Einige Mikroorganismen können Kohlenhydrate durch oxidativ oder auf dem fermentativen Weg verwenden, während andere keiner so eingehen.

Dies hängt von der Eigenschaft jedes Mikroorganismus ab. Beispielsweise können einige strenge aerobe Mikroorganismen bestimmte Kohlenhydrate oxidieren, und optionale Anaerobes können je nach Umgebung, die sie umgibt, oxidieren und fermentieren, während andere Kohlenhydrate nicht oxidieren oder fermentieren (Ascarolitik).

Schließlich gibt es eine Modifikation des von der CDC empfohlenen Mediums, das eine spezielle Basis von rotem Phenol als Indikator enthält.

Oxidationsprozess

Der Glukoseoxidationsprozess erfordert keine Glukosephosphorylierung, wie im Fermentationsprozess auftritt. In diesem Fall wird die Aldehydgruppe zu einer Carboxylgruppe oxidiert, was zu Gluconsäure führt. Dies wiederum wird auf 2-Zo-Glyconic oxidiert.

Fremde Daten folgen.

PR #1947, opened 2022-12-07
Suggest to make two reviews for every PR opened

timoludwig:
### Short description

We require two reviews per PR, so the math only works out when everybody makes two reviews for each of their own PRs they open. Otherwise, the pile of open PRs gets bigger and bigger until someone reviews more than twice as many PRs as they open.

### Proposed changes

- Suggest to make two reviews for every PR opened

### DIFF
--- a/sphinx/pull-request-review-guide.rst
+++ b/sphinx/pull-request-review-guide.rst
@@ -23,7 +23,7 @@ Goals and purpose
 
 .. tip::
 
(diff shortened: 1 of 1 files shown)


JoeyStk (approved):
Yeah! I'm halfway done until I can open a PR again! 
Thank you so much for this PR

david-venhoff (approved):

Letztere oder zwei Pyruvinsäuremoleküle akkumulieren oder degradieren. Dieses System braucht das Vorhandensein von Sauerstoff oder einer anorganischen Verbindung als endgültiger Elektronenakzeptor.

Die Produktion von Säuren auf dieser Route ist schwächer als die, die durch den fermentativen Weg erhalten wurde.

Fermentationsprozess

Um die Glukosefermentation durch eine der verfügbaren Straßen zu machen, muss sie zunächst phosphoryliert werden und werden Glukose-6-Phosphat.

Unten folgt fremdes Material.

Issue #1953, opened 2022-12-08
Readable, discernable diffs


PeterNerlich:
### Motivation

Currently, our tests consist overwhelmingly of API tests, comparing the response of one broad API call with a saved string of the expected result.
This is a problem in and of itself, but the diffs generated when something breaks are far from helpful. It is not clear which part(s) have changed, and easy to miss a small change in a field somewhere when a whole subtree has changed in a different place.

### Proposed Solution

Use a pytest plugin producing discernable diffs, like `pytest-diff`.

### Alternatives

Use other pytest plugins, implement our own, live with extreme manual effort to make sense of failed tests, or, best of all, improve the tests to be more general and their output more meaningful.

### Additional Context

This issue became clear while working on #1930.

PR #1955, opened 2022-12-08
Readable test diffs with pytest-icdiff

PeterNerlich:
### Short description

This PR makes the output of failed API tests legible, by producing deep diffs of the JSON responses. It is possible to quickly see which values differ from the expected output.

### Proposed changes

- Add pytest-diff as dependency (no additional setup seems to be required)

### Side effects

- Tests are now producing different output. I hope this is not being parsed after the fact somewhere? (since pytest-diff is a plugin for pytest, pytest itself should not have issues)

### Resolved issues

Fixes: #1953 

### DIFF
--- a/dev-tools/test.sh
+++ b/dev-tools/test.sh
@@ -24,13 +24,21 @@ while [[ $# -gt 0 ]]; do
     case $1 in
         # If only tests affected by recent changed should be run, --changed can be passed as a flag
         --changed) CHANGED=1;shift;;
+        # Verbosity for pytest
+        -v|-vv|-vvv|-vvvv) VERBOSITY="$1";shift;;
         # If only particular tests should be run, test path can be passed as CLI argument
         *) TEST_PATH=$1;shift;;
     esac
 done
 
 # The default pytests args we use
-PYTEST_ARGS=("--quiet" "--disable-warnings" "--numprocesses=auto")
+PYTEST_ARGS=("--disable-warnings" "--color=yes")
+
+if [[ -n "${VERBOSITY}" ]]; then
+    PYTEST_ARGS+=("$VERBOSITY")
+else
+    PYTEST_ARGS+=("--quiet" "--numprocesses=auto")
+fi
 
 # Check if --changed flag was passed
 if [[ -n "${CHANGED}" ]]; then
--- a/pyproject.toml
+++ b/pyproject.toml
@@ -89,6 +89,7 @@ dev = [
     "pytest-django",
     "pytest-testmon",
     "pytest-xdist",
+    "pytest-icdiff",
     "requests-mock",
     "shellcheck-py",
     "sphinx",
--- a/sphinx/dev-tools.rst
+++ b/sphinx/dev-tools.rst
@@ -87,7 +87,7 @@ Testing
 
 Run tests and generate coverage report with :github-source:`dev-tools/test.sh`::
 
-    ./dev-tools/test.sh [--changed] [TEST_PATH]
+    ./dev-tools/test.sh [--changed] [-v[v[v[v]]]] [TEST_PATH]
 
 **Arguments:**
 
@@ -96,6 +96,10 @@ Run tests and generate coverage report with :github-source:`dev-tools/test.sh`::
 **Options:**
 
 * ``--changed``: Run only tests affected by recent changes
+
+* ``-v``, ``-vv``, ``-vvv``, ``-vvvv``: Verbosity levels, passed directly to pytest.
+  Notice that if none are specified, we automatically pass ``--quiet``
+  and run tests on multiple CPUs using xdist, resulting in much shorter wait times.
 
 
 Code Quality


JoeyStk (approved):
Thank you so much for your PR. I had a little read on pytest-diff, and as for me we can try this out. But it would be good if someone with more experience on this could also have a look :)

timoludwig (commented):
Thanks! :+1:
In general I agree that the current test output isn't ideal and I'm fine with changing it (and we also don't parse this anywhere).

I'm not sure what I'm doing wrong, but somehow I cannot get this to work... I just changed a few small details in the expected API output, and the error still looks very unreadable:
```
>           assert result == response.json()
E           AssertionError: assert
E             [{'id': 35, 'url': 'http://localhost:8000/augsburg/de/behörden-und-beratung/behörden/', 'path': '/augsburg/de/behörden-und-beratung/behörden/', 'title': 'Behörden', 'modified_gmt': '2022-01-16T16:36:57.038Z', 'last_updated': '2022-01-16T17:36:57.038+01:00', 'excerpt': '', 'content': '', 'parent': {'id': 14, 'url': 'http://localhost:8000/augsburg/de/behörden-und-beratung/', 'path': '/augsburg/de/behörden-und-beratung/'}, 'order': 2, 'available_languages': {'en': {'id': 47, 'url': 'http://localhost:8000/augsburg/en/authorities-and-counselling/public-authorities/', 'path': '/augsburg/en/authorities-and-counselling/public-authorities/'}...
E
E             ...Full output truncated (11 lines hidden), use '-vv' to show

tests/api/test_api_result.py:46: AssertionError
```
And I'm pretty sure it looked exactly the same before. But maybe I have a different problem, does it work for you?
Also, I think the dependency itself isn't a good choice, mainly for these reasons:
1. It's only version number `0.1.14` and hasn't been updated for over three years, so probably it died during early development stage
2. The author of the package either deleted or renamed their GitHub username (https://github.com/username/pytest-diff isn't reachable anymore), so not sure where any maintenance would happen... If you think we should use this dependency nevertheless, I'd suggest you download the source code, create a new repository under the Digitalfabrik orga and we start maintaining this dependency ourselves. But probably this isn't worth the effort, maybe you could do a little bit of research to find a different package? Or maybe simply adding `-vv` as the error message suggests works as well?

Apart from that, the dev dependencies also need to be added to the Pipfile.lock, only adding them to the Pipfile leads to an inconsistent state and means that we don't install the same dependency versions on all machines anymore.

So please run `pipenv install --dev <package-name>` as described in the [docs](https://digitalfabrik.github.io/integreat-cms/virtualenv.html#add-dependencies) to update the lockfile as well, thanks!

svenseeberg:
Considering the state of pytest-diff, do you intend to continue on this PR? Otherwise we can probably close it and revisit the issue another time?

PeterNerlich:
Thank you for your patience! I did a bit more research and compiled some screenshots.

For the sake of comparison, **this is how it looks currently:**
image

---

And **this is how it looks with `pytest-diff`** – if you indeed pass `-vv` to pytest as well (it first regurgitates the whole strings, it looks like):
image
I guess when we tried it, Ingo was running individual tests and using `-vv` anyway to cut down on waiting time, so we didn't notice. The following options also require `-vv` to be helpful, but there is an [issue](https://github.com/pytest-dev/pytest/issues/3962) and [a PR](https://github.com/pytest-dev/pytest/pull/10588) upstream that would separate that out to its own setting.

---

But, `pytest-diff` still is of little help if the individual lines are very long, like in `tests/api/expected_outputs/`, which was what originally motivated this search. **Here `pytest-icdiff` seems pretty cool:**
image
image
image
This displays the versions side by side in two columns, which might be annoying if the detected width is not your terminal width (e.g. when viewing the Circle CI logs) and is not my first preference (I like the way GitHub highlights differences). But it cuts down on the clutter very nicely. Additions, changes and removals are highlighted on a character level.

---

Lastly, **there is `pytest-clarity`:**
image
image
image
This makes it a bit easier to spot the changes since lines with changes are printed in color with the concrete changed characters inverted, but it displays the whole thing – I left out *way more* from this than from the screenshots of `pytest-icdiff`.

---

**My personal verdict is that I like `pytest-icdiff` better than the other presented options**, including the option of not changing anything.

What I have not been able to figure out is how exactly running pytest as part of the `dev-tools/test.sh` is different from running e.g. `pipenv run pytest tests/api/test_api_result.py::test_api_result[/api/augsburg/de/pages/-/augsburg/de/wp-json/extensions/v3/pages/-tests/api/expected-outputs/augsburg_de_pages.json-200] -s --disable-warnings --ds=integreat_cms.core.docker_settings` directly. Running `dev-tools/test.sh` somehow shows the whole diff in red in addition to apparently not being able to identify the terminal width:
image

timoludwig:
Thanks for revisiting this! :+1:

> **My personal verdict is that I like `pytest-icdiff` better than the other presented options**, including the option of not changing anything.

I agree, this tools looks very promising!

> Running `dev-tools/test.sh` somehow shows the whole diff in red in addition to apparently not being able to identify the terminal width

Both problems seems to be caused by an incompatibility with [pytest-xdist](https://github.com/pytest-dev/pytest-xdist/), possibly related to https://github.com/pytest-dev/pytest-xdist/issues/819. I suggest to:
- [Open an issue in pytest-xdist](https://github.com/pytest-dev/pytest-xdist/issues/new)
- Provide a workaround to pass an additional option to the `test.sh` tool to disable the parallel execution to improve the output (run without the `--numprocesses=auto` flag).

PeterNerlich:
Found out that getting the colored output seems to be as easy as adding `--color=yes` to the pytest arguments. Improving the columns is not as easy and I will probably be submitting a PR to the project allowing for all of the arguments in icdiff to also be specified for pytest-icdiff.

I'd also like to wait until #2027 is merged

PeterNerlich:
I think I found a quite workable solution for now. Running `./dev-tools/test.sh` as usual now includes a properly coloured icdiff, through it thinks the terminal is 80 characters wide due to xdist specifics. For easy diffs with singular diffs or where the changes are near the start, this already helps a lot:
image

But sometimes the output is cut before the actual changes, when icdiff is still only showing the context.
In that case, one can now actually follow the instructions and add `-vv` to get verbose output (specifically, I made sure to pass on all levels from `-v` to `-vvvv` while I was at it). In that case, I opted to also disable parallel tests using xdist, meaning the tests will take more time, but the output won't be overloaded with xdist specific verbose messages in addition to the diffs utilising the full width of the terminal:
image

dev-tools/test.sh
```diff
@@ -18,19 +18,23 @@ export INTEGREAT_CMS_SUMM_AI_API_KEY="dummy"
...
+        # also disable multiple processes by xdist so diffs are full terminal width
+        -v|-vv|-vvv|-vvvv) VERBOSITY="$1v";NUMPROCESSES="";shift;;
         # If only particular tests should be run, test path can be passed as CLI argument
         *) TEST_PATH=$1;shift;;
     esac
 done
 
 # The default pytests args we use
-PYTEST_ARGS=("--quiet" "--disable-warnings" "--numprocesses=auto")
+PYTEST_ARGS=("--quiet" "$VERBOSITY" "--disable-warnings" "$NUMPROCESSES" "--color=yes")
```
timoludwig, line 37:
```suggestion
PYTEST_ARGS=("--disable-warnings" "--color=yes")

if [[ -n "${VERBOSITY}" ]]; then
    PYTEST_ARGS+=("$VERBOSITY")
else
    PYTEST_ARGS+=("--quiet" "--numprocesses=auto")
fi
```

I think it would make sense to only start with the arguments which are present for all test calls and then append all additional arguments based on the command line input

dev-tools/test.sh
```diff
@@ -18,19 +18,23 @@ export INTEGREAT_CMS_SUMM_AI_API_KEY="dummy"
...
+NUMPROCESSES="--numprocesses=auto"
 
 # Parse given command line arguments
 while [[ $# -gt 0 ]]; do
     case $1 in
         # If only tests affected by recent changed should be run, --changed can be passed as a flag
         --changed) CHANGED=1;shift;;
+        # Verbosity for pytest (one extra v to counteract --quiet)
+        # also disable multiple processes by xdist so diffs are full terminal width
+        -v|-vv|-vvv|-vvvv) VERBOSITY="$1v";NUMPROCESSES="";shift;;
```
timoludwig, line 30:
```suggestion
        # Verbosity for pytest
        -v|-vv|-vvv|-vvvv) VERBOSITY="$1";shift;;
```
Then we don't need to counteract `--quiet` here

dev-tools/test.sh
```diff
@@ -18,19 +18,23 @@ export INTEGREAT_CMS_SUMM_AI_API_KEY="dummy"
 
 # Disable linkcheck listeners during testing
 export INTEGREAT_CMS_LINKCHECK_DISABLE_LISTENERS=1
+NUMPROCESSES="--numprocesses=auto"
```
timoludwig, line 21:
```suggestion
```
And can remove this variable

timoludwig (changes requested):
Thanks a lot, makes sense! :+1:

Could you also [document](https://github.com/digitalfabrik/integreat-cms/blob/develop/sphinx/dev-tools.rst#testing) the new verbose flags and mention that they implicate performance drawbacks?

dev-tools/test.sh
PeterNerlich: Ah, I tried to group related arguments (quiet/verbose). Will do!

timoludwig (approved):
Thanks! :+1:

JoeyStk (approved):
LGTM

Die Glukosefermentation kann mehrere Straßen dauern, der Hauptweg ist der Weg von Embden-Meyerhof-Parna des Abbaus von Pentose.

Der gewählte Pfad hängt vom enzymatischen System ab, das den Mikroorganismus besitzt.

Über de embden-Meyerhof-Parna

In der Fermentation von Glucose durch Embden-Meyerhof-Parna. Von dort aus entsteht eine Zwischensubstanz, die Pyruvsäure ist.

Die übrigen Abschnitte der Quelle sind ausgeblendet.